**EXERCISE DIRECTIONS**
Look through the data and write out every line with the word "will" in it.

-------- THE RECORDS

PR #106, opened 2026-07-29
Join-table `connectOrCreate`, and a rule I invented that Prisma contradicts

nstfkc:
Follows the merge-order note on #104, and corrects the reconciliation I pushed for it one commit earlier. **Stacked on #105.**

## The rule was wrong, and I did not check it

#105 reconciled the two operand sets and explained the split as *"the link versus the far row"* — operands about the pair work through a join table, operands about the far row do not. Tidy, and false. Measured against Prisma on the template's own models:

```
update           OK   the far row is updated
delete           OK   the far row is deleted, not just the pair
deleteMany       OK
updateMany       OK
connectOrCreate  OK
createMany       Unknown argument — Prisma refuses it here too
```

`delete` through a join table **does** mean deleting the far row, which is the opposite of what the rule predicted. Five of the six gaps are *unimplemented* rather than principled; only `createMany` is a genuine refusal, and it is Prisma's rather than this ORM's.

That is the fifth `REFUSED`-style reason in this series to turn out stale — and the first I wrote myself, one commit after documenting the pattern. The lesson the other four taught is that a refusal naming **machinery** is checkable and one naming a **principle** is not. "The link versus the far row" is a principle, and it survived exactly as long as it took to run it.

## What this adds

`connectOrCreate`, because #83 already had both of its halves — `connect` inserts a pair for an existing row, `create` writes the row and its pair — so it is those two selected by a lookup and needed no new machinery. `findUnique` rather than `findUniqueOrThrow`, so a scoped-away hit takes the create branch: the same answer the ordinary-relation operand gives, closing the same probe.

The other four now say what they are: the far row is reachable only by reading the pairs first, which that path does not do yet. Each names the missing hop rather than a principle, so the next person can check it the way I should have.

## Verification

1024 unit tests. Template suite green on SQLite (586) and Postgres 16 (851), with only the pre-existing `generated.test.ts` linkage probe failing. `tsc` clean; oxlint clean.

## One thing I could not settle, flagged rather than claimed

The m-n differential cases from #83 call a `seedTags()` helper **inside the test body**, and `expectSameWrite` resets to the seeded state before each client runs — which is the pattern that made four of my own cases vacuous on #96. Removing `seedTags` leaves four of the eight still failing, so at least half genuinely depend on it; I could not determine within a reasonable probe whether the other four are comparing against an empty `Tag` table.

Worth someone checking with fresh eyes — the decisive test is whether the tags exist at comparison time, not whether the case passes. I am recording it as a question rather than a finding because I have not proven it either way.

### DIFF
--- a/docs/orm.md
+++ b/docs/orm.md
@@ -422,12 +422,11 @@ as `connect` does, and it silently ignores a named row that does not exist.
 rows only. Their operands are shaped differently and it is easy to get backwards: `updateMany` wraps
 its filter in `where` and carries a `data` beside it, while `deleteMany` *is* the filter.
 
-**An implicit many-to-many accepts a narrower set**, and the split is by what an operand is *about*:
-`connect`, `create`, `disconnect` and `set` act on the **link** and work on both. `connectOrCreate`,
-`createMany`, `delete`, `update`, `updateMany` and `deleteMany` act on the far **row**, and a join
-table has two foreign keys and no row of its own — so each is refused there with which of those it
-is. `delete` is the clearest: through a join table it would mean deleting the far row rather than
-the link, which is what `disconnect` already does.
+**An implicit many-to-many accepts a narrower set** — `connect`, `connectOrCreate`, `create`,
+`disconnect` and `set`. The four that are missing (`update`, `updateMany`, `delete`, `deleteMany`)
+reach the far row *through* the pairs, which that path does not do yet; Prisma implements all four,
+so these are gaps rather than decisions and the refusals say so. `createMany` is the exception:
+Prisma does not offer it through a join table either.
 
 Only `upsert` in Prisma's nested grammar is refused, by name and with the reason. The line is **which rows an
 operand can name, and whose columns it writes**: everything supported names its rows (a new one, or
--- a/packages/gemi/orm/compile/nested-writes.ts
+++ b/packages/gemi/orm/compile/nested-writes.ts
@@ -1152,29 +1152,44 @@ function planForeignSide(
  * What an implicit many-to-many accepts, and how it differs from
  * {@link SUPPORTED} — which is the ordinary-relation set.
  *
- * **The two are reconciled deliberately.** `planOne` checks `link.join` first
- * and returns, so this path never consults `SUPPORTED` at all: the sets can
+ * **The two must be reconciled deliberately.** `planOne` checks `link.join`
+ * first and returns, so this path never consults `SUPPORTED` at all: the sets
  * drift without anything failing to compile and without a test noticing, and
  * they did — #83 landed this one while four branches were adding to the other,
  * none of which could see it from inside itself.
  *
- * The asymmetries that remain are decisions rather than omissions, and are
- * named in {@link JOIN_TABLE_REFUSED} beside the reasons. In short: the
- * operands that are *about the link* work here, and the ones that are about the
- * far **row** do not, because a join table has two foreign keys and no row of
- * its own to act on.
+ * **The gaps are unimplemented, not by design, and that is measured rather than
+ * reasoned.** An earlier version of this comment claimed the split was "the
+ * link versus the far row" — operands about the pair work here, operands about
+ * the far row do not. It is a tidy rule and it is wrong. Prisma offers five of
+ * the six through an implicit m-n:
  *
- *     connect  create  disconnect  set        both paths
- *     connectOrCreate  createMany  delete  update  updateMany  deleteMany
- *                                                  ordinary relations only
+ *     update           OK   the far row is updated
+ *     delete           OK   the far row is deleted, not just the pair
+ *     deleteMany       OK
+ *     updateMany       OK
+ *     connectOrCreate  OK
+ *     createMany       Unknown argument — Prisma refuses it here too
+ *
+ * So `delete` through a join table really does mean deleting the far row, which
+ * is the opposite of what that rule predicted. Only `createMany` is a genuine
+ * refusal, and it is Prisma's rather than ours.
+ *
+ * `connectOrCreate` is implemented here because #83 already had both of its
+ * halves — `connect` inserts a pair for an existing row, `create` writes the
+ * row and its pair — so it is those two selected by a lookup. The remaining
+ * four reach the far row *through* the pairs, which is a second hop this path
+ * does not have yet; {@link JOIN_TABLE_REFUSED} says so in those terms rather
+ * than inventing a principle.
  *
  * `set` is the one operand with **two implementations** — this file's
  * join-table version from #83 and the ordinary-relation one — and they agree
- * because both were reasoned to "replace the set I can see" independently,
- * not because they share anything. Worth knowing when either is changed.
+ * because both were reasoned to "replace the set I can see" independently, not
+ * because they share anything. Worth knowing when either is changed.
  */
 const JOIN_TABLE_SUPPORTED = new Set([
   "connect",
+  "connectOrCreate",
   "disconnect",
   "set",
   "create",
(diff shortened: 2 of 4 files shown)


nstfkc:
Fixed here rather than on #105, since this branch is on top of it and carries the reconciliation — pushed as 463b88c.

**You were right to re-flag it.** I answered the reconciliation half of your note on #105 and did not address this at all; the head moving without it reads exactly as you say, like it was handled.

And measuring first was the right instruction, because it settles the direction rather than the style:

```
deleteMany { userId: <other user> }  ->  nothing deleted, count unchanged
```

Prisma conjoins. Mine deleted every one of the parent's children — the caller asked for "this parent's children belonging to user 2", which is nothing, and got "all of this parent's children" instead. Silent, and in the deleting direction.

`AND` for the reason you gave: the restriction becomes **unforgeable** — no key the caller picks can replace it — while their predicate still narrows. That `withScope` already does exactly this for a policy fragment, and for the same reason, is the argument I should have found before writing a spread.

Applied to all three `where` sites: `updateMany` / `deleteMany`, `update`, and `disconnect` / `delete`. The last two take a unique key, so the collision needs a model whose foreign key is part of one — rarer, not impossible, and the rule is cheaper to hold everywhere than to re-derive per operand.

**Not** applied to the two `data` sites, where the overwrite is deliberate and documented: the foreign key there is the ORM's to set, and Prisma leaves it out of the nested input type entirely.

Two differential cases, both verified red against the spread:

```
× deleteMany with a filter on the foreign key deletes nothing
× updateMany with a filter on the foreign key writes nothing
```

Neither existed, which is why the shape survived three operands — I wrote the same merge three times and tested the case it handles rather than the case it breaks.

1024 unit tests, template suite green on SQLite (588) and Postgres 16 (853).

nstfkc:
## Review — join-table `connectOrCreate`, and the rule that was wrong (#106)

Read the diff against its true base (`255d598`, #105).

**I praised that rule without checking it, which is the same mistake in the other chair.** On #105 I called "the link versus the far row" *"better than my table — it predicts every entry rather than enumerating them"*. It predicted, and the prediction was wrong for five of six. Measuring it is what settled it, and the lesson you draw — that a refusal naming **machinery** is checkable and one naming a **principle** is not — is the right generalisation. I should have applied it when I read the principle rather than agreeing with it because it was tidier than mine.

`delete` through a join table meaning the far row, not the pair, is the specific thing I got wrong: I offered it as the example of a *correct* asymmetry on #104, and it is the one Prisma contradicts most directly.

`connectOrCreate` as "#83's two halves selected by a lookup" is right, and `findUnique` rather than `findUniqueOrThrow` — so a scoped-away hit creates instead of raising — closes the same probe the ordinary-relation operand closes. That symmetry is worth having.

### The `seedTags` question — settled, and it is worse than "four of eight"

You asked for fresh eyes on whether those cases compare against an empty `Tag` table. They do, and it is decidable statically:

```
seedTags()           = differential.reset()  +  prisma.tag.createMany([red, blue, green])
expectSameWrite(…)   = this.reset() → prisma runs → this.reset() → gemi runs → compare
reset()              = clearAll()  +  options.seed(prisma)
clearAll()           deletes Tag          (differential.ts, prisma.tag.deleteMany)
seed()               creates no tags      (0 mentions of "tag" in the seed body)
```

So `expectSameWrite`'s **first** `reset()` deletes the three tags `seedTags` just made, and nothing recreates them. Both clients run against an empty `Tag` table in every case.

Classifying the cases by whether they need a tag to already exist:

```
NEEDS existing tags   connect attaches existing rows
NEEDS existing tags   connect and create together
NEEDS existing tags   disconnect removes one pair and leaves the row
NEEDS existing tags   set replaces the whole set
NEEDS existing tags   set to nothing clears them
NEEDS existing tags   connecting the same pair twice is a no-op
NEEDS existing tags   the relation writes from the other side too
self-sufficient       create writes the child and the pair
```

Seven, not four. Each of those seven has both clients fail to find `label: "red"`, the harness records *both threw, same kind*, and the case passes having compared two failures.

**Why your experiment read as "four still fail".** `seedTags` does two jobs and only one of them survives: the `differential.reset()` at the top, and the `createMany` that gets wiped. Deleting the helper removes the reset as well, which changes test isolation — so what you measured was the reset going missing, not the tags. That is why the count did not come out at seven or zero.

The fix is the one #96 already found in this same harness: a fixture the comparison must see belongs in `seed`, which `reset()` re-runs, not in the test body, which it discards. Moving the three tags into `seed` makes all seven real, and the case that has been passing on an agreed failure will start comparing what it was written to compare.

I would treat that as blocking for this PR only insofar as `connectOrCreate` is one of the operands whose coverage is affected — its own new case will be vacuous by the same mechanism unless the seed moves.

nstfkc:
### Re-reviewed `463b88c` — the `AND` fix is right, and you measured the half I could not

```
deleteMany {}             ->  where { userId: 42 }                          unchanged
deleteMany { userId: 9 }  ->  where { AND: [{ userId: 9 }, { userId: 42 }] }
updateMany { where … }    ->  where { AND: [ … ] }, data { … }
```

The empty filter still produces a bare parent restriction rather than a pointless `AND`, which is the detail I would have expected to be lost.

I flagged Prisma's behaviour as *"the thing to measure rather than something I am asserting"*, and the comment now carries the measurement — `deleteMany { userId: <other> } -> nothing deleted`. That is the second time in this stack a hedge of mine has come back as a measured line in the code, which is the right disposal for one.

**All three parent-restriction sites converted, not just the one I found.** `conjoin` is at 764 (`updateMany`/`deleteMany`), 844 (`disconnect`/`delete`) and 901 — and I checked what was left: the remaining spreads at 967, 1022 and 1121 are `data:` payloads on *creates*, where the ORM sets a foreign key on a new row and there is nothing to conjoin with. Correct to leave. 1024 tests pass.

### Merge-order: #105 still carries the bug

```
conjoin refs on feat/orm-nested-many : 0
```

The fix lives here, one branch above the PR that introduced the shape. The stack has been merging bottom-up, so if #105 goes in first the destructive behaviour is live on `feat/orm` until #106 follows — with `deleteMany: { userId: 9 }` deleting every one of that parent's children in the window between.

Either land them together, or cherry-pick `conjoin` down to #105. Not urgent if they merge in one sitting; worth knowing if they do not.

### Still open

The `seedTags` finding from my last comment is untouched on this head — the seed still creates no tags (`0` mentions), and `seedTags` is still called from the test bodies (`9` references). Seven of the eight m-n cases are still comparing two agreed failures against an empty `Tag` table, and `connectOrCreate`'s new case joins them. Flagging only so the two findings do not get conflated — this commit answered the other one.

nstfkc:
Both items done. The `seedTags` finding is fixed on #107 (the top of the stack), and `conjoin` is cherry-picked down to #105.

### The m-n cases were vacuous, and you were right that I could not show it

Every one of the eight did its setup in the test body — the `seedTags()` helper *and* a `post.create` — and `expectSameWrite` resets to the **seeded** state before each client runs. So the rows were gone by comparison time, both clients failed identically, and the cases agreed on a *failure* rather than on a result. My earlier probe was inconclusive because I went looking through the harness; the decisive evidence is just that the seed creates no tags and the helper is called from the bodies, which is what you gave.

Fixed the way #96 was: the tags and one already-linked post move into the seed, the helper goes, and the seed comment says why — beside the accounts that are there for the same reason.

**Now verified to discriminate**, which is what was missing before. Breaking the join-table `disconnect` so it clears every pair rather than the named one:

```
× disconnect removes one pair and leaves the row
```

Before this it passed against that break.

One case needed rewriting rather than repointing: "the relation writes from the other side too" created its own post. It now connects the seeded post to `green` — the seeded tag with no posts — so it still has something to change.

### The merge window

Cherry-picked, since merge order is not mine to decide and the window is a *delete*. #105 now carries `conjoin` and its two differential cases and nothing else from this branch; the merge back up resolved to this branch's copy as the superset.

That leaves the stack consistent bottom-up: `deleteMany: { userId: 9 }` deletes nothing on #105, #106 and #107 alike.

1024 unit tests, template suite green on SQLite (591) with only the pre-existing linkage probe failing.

----------------

**EXERCISE ANSWER**
The fix is the one #96 already found in this same harness: a fixture the comparison must see belongs in `seed`, which `reset()` re-runs, not in the test body, which it discards. Moving the three tags into `seed` makes all seven real, and the case that has been passing on an agreed failure will start comparing what it was written to compare.
I would treat that as blocking for this PR only insofar as `connectOrCreate` is one of the operands whose coverage is affected — its own new case will be vacuous by the same mechanism unless the seed moves.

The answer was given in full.